TASK STATEMENT
"gets" is the word to look for; copy each line of the listing where it occurs.

INFORMATION SUPPLIED
↓

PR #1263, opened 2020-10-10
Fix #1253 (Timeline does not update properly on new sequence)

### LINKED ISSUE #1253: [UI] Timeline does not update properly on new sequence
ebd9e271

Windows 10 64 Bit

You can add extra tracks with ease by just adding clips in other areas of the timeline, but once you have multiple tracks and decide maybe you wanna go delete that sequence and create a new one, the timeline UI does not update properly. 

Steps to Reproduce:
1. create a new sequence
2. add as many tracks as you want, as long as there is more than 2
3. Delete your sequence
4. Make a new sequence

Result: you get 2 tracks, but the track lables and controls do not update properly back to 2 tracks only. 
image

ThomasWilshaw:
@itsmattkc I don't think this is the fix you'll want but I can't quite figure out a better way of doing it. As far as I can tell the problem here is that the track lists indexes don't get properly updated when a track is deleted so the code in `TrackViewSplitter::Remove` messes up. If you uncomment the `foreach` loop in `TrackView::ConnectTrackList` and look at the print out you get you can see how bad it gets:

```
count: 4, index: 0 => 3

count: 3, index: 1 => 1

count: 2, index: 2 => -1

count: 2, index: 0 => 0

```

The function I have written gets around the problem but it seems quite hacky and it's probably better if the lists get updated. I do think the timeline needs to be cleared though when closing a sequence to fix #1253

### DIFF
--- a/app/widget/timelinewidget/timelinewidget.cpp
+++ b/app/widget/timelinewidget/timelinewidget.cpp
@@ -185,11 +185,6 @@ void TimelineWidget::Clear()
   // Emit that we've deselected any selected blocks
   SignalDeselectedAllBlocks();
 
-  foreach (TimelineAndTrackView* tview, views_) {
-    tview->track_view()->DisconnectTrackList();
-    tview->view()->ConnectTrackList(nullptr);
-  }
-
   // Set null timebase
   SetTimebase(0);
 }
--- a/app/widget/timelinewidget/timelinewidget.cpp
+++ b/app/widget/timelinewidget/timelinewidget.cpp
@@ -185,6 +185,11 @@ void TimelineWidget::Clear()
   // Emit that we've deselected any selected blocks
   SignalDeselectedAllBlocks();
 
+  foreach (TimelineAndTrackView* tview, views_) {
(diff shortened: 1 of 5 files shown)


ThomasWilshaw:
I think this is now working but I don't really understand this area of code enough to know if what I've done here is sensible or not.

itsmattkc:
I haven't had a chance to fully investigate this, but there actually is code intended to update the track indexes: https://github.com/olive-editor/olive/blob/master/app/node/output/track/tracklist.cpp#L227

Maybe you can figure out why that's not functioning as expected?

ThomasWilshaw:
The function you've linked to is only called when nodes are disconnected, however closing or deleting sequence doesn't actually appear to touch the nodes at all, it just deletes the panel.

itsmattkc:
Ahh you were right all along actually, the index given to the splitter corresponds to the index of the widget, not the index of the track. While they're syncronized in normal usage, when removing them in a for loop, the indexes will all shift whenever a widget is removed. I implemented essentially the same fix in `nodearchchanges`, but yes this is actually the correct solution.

↑

RESPONSE TO THE TASK
@itsmattkc I don't think this is the fix you'll want but I can't quite figure out a better way of doing it. As far as I can tell the problem here is that the track lists indexes don't get properly updated when a track is deleted so the code in `TrackViewSplitter::Remove` messes up. If you uncomment the `foreach` loop in `TrackView::ConnectTrackList` and look at the print out you get you can see how bad it gets:
The function I have written gets around the problem but it seems quite hacky and it's probably better if the lists get updated. I do think the timeline needs to be cleared though when closing a sequence to fix #1253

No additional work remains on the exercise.